> **Work task**:
Among the entries below, find each line with "behavior" and show it.

> **Input data**:
Issue #820, opened 2024-08-30
Listener concurrency attribute is inconsistent


onobc:
The `concurrency` attribute for the non-reactive listener should be specified on the `PulsarContainerProperties` rather than the `ConcurrentPulsarMessageListenerContainerFactory`.

The `ConcurrentPulsarListenerContainerFactory#initializeContainer` method can simply ask the `PulsarContainerProperties` for the concurrency rather than store it.

### Motivation

- consistency w/ Reactive counterpart
- consistency w/ other container properties
- simplify SpringBoot property mapping ([example](https://github.com/spring-projects/spring-boot/pull/42062/files))

vpavic:
As noted in https://github.com/spring-projects/spring-boot/pull/42062 I can pick this one up so feel free to assign it to me. I'll have some time tomorrow to submit a PR.

onobc:
Thanks for another great contribution @vpavic !

PR #826, opened 2024-09-03
Add concurrency to PulsarContainerProperties

vpavic:
This commit adds concurrency property to `PulsarContainerProperties` instead of managing it directly on
`ConcurrentPulsarListenerContainerFactory`, which provides consistency with both reactive counterpart and container properties in general.

Resolves: gh-820


onobc (approved):
LGTM - thanks for the improvement @vpavic

Issue #998, opened 2025-01-14
Listener consumes the same message after it is sent to the DLT topic


darshimo:
# Problem

I am using Spring Boot 3.4.1 and Spring Pulsar 1.2.1.

A listener will consume the same message indefinitely if the following conditions are met:

- The listener is a batch listener with `PulsarConsumerErrorHandler`.
- The topic contains only one message.
- The listener throws a `PulsarBatchListenerFailedException` on the message.

Below is my code. The expected behavior is “after a message is sent to the DLT topic, the listener will no longer receive that message”.

```java
@Bean
ApplicationRunner runner(final PulsarTemplate<String> client) {
  return (args) -> client.send("my-topic", "invalid");
}

@PulsarListener(
    subscriptionName = "my-sub",
    topics = "my-topic",
    pulsarConsumerErrorHandler = "pulsarConsumerErrorHandler",
    batch = true,
    ackMode = AckMode.MANUAL
)
void listen(final List<Message<String>> messages, Acknowledgement ack) {
  for (Message<String> message : messages) {
    if ("invalid".equals(message.getValue())) {
      System.out.println("Message Refused: " + message.getValue());
      throw new PulsarBatchListenerFailedException("failed", message);
    }
    System.out.println("Message Received: " + message.getValue());
    ack.acknowledge(message.getMessageId());
  }
}

@PulsarListener(topics = "my-dlt")
void listenDlt(String msg) {
  System.out.println("From DLT: " + msg);
}

@Bean
PulsarConsumerErrorHandler<String> pulsarConsumerErrorHandler(PulsarTemplate<String> pulsarTemplate) {
  return new DefaultPulsarConsumerErrorHandler<>(
      new PulsarDeadLetterPublishingRecoverer<>(
          pulsarTemplate,
          (c, m) -> "my-dlt"
      ),
      new FixedBackOff(100, 2)
  );
}
```

I got the following log:

```
Message Refused: invalid
Message Refused: invalid
Message Refused: invalid
From DLT: invalid
Message Refused: invalid
Message Refused: invalid
Message Refused: invalid
From DLT: invalid
Message Refused: invalid
Message Refused: invalid
Message Refused: invalid
From DLT: invalid
...
```

# Analysis

The following section of the source code seems to be the cause.

[...]

PR #1002, opened 2025-01-16
Fix batch listener error handling

darshimo:
### Current behavior

A listener continuously consumes the same message indefinitely under the following conditions:

- The listener is a batch listener with `PulsarConsumerErrorHandler`.
- The listener receives a batch that contains only one message.
- The listener throws a `PulsarBatchListenerFailedException` for that message.

### Change

After handling an error, the batch—excluding the head message—is passed back to the listener, regardless of the original batch length.

### Reference issue

 #998

### DIFF
--- a/spring-pulsar/src/main/java/org/springframework/pulsar/listener/DefaultPulsarMessageListenerContainer.java
+++ b/spring-pulsar/src/main/java/org/springframework/pulsar/listener/DefaultPulsarMessageListenerContainer.java
@@ -781,15 +781,8 @@ public class DefaultPulsarMessageListenerContainer<T> extends AbstractPulsarMess
 				this.pulsarConsumerErrorHandler.recoverMessage(this.consumer, pulsarMessage,
 						pulsarBatchListenerFailedException);
 				handleAck(pulsarMessage, txn);
-				if (messageList.size() == 1) {
-					messagesPendingInBatch.set(false);
-				}
-				else {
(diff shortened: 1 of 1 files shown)


onobc:
@darshimo can you sign the commit following [the DCO process](https://github.com/spring-projects/spring-pulsar/blob/main/CONTRIBUTING.adoc#developer-certificate-of-origin)? Thanks.

darshimo:
@onobc
Thank you for your feedback. I've added the DCO sign-off to the commit. Please let me know if there is anything else I should do. Thanks.

onobc:
@darshimo thanks again for the contribution - nice work!. 

I added a subsequent [commit](https://github.com/spring-projects/spring-pulsar/commit/16e0c9ee8c2bafa6a9b16f9dc4fb977eb2b71545) that adds a test and only uses `List.remove` in the special case (`sublist` performs better than `remove`).

I would **normally** have added these 2 items during the PR review **but**....

**1.** I wanted to get this merged for the upcoming release this Tuesday and I just now got time to do the review so another code review round would not have been possible

**2.** For the added test case, the batch error tests need some refactoring as they highly violate the DRY principle and it is a bit confusing as to what the expected verify counts are even for. I did not want to put this burden on you. That being said, I am going to refactor these tests in a subsequent proposal to reduce duplication and make it clear as to what they are doing.

Closing in favor of #fddc711730b8891131aa2d9a6975b02f0fdf23c8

> **Solved problem**:
Below is my code. The expected behavior is “after a message is sent to the DLT topic, the listener will no longer receive that message”.
### Current behavior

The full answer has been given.